0.16. Looking at the error in the debugger.

The window that opens with the error message is the Pharo debugger. We will look at the debugger and how to use it in Chapter: 0.59 The Pharo Environment.

0.17. Pressing the Create button in the debugger prompts you to select in which class to create the new method.

21.3. Implementing the Tested Method

The error is, of course, exactly what we expected: running the test generates an error because we have not yet written a method that tells strings how to shout. Nevertheless, it's good practice to make sure that the test fails because this confirms that we have set up the testing machinery correctly and that the new test is actually being run. Once you have seen the error, you can Abandon the running test, which will close the debugger window.

0.18. The automatically created shout method waiting for a real definition.

21.3.1. Coding in the Debugger

Instead of pressing Abandon, you can define the missing method using the Create button right in the debugger. This will prompt you to select a class in which to define the new method (see Figure 0.17), then prompt you to select a protocol for that method, and finally take you to a code editor window in the debugger, in which you can edit the code for this new method. Note that since the system cannot implement the method for you, it creates a generic method that is tagged as to be implemented (see Figure 0.18).

Now let's define the method that will make the test succeed! Right inside the debugger edit the shout method with this definition:

shout
  ^ self asUppercase,'!'

The comma is the string concatenation operation, so the body of this method appends an exclamation mark to an upper-case version of whatever String object the shout message was sent to. The ^ tells Pharo that the expression that follows is the answer to be returned from the method, in this case the new concatenated string.

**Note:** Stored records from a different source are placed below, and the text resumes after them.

PR #1637, opened 2020-02-26
(maint) Ignore markdown files in root for CI

beechtom:
This updates the GitHub workflows to ignore markdown files at the root
of the repository, which were not caught by the glob pattern in the
`paths-ignore` field.

### DIFF
--- a/.github/workflows/docs.yaml
+++ b/.github/workflows/docs.yaml
@@ -3,10 +3,10 @@ name: Docs
 on:
   push:
     branches: [master]
-    paths-ignore: ['**/*.md']
+    paths-ignore: ['**.md']
   pull_request:
     type: [opened, reopened, edited]
-    paths-ignore: ['**/*.md']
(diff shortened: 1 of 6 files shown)


.github/workflows/docs.yaml
```diff
@@ -3,10 +3,10 @@ name: Docs
 on:
   push:
     branches: [master]
-    paths-ignore: ['**/*.md']
+    paths-ignore: ['*.md', '**/*.md']
```
nicklewis: Reading [the docs](https://help.github.com/en/actions/reference/workflow-syntax-for-github-actions#filter-pattern-cheat-sheet), I think we want `**.md` in place of both of these.

beechtom: Updated. Hopefully that will work... the docs seem to say that `**/*.md` should have caught all markdown files in the repo. :/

When you've finished implementing the method, do not forget to compile it using CMD-s and you can press Proceed and continue with the tests. Note that Proceed simply continues on running the test suite, and does not re-run the failed method.

a. Does this method work?

Let's run the tests and see. Click on Run Selected again in the Test Runner, and this time you should see a green bar and text indicating that all of the tests ran with no failures and no errors. When you get to a green bar, it's a good idea to save your work by saving the image (World Menu > Save), and take a break. So, do that right now!

22. Chapter Summary

This chapter has introduced you to the Pharo environment and shown you how to use some of the major tools, such as the System Browser, Spotter, the Finder, the Debugger, and the Test Runner. You have also seen a little of Pharo's syntax, even though you may not understand it all yet.